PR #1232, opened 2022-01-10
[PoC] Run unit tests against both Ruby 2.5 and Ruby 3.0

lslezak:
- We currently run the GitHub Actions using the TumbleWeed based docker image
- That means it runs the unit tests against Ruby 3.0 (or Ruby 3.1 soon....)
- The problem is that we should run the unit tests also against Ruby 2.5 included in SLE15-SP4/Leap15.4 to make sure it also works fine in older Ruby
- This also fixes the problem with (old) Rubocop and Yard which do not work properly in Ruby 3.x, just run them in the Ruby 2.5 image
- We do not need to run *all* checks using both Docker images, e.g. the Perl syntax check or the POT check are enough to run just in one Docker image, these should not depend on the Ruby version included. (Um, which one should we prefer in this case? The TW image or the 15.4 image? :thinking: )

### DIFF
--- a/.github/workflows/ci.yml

==

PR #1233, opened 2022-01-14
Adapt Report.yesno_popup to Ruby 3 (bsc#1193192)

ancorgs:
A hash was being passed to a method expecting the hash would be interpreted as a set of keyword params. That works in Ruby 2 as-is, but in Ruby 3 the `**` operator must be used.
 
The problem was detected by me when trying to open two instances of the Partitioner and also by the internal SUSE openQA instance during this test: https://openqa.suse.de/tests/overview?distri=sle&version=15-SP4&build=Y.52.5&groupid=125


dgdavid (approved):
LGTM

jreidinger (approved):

| WHAT IS EXPECTED |
Copy, exactly and only, the lines above that begin with the one containing "PR #1232, opened 2022-01-10" and finish with the one containing "--- a/.github/workflows/ci.yml".

| EXERCISE ANSWER |
PR #1232, opened 2022-01-10
[PoC] Run unit tests against both Ruby 2.5 and Ruby 3.0

lslezak:
- We currently run the GitHub Actions using the TumbleWeed based docker image
- That means it runs the unit tests against Ruby 3.0 (or Ruby 3.1 soon....)
- The problem is that we should run the unit tests also against Ruby 2.5 included in SLE15-SP4/Leap15.4 to make sure it also works fine in older Ruby
- This also fixes the problem with (old) Rubocop and Yard which do not work properly in Ruby 3.x, just run them in the Ruby 2.5 image
- We do not need to run *all* checks using both Docker images, e.g. the Perl syntax check or the POT check are enough to run just in one Docker image, these should not depend on the Ruby version included. (Um, which one should we prefer in this case? The TW image or the 15.4 image? :thinking: )

### DIFF
--- a/.github/workflows/ci.yml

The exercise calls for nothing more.